A promising new drug for pleural mesothelioma patients, defactinib, is now in phase II clinical trials. Defactinib holds the potential to be the first effective maintenance treatment for mesothelioma patients. Defactinib inhibits the growth of cancer stem cells, preventing metastasis and further growth.
Mesothelioma Guide has been following the development of this promising new drug’s rapid development since September of last year. As part of the global clinical trial of the drug, Verastem is the sponsor of the clinical trial in the U.S.
Joanna Horobin, chief medical officer at Verastem, discussed the future of defactinib in a conference call with the Meso Foundation on Tuesday night.
“I’m more enthusiastic now than I’ve ever been in the last 20 to 30 years,” Horobin said regarding the progress of the study.
To be accepted for the clinical trial, patients must have had at least four cycles of standard chemotherapy treatment. The patient must also have an acceptable performance status, which is essentially overall health. This is important to ensure that any negative side effects were caused by defactinib and not underlying health problems or other drugs. Requirements for acceptable status include being generally healthy and not experiencing too many side effects from the chemotherapy.
In phase I trials, novel drugs are evaluated for their safety and to determine acceptable dosage levels. Phase II trials are designed to test the efficacy of the drug, as well as continuing to monitor its safety.
Now that this study has moved to phase II, a larger group of patients will be accepted to participate. The trial will now begin pulling in data regarding how well the drug works and if it is a viable treatment.
Why Is Maintenance Treatment Important?
Currently there is no standard of care for mesothelioma patients after the first line of therapy. First-line therapy consists of the first rounds of chemotherapy, radiation and surgery. Sometimes this treatment is very effective at removing the cancer.

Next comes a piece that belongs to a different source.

PR #4961, opened 2023-02-24
make all flux-mini subcommands available as top level flux commands

vsoch:
Problem: The flux user interface hides the main commands that a user needs to submit jobs.
Solution: Step 1, is to move the flux mini sub commands up to the top level.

However, there is no treatment available to prevent the cancer from growing back after the first line of therapy. The science behind defactinib strongly suggests cancer stem cells cause the relapse and spread of mesothelioma.
“In mesothelioma there is particular genetic change that occurs quite frequently in about 40 to 50 percent of patients that makes those tumors possibly more susceptible to one of our cancer stem cell targeting drugs,” said Horobin.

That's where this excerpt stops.